TASK BRIEF
Going through the material below, please gather all lines with the word "setDefinedName" in them.

PROVIDED DATA
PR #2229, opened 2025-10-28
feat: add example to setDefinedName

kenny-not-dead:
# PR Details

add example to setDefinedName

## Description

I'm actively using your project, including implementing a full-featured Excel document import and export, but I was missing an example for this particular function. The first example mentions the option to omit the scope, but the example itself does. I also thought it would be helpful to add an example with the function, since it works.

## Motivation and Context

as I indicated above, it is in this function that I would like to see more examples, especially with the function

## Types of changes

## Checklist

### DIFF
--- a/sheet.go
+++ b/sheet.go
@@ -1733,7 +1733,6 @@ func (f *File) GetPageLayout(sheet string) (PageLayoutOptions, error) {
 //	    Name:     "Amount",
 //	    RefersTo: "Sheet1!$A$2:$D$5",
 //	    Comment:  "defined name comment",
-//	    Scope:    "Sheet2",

ANSWER BOX
feat: add example to setDefinedName
add example to setDefinedName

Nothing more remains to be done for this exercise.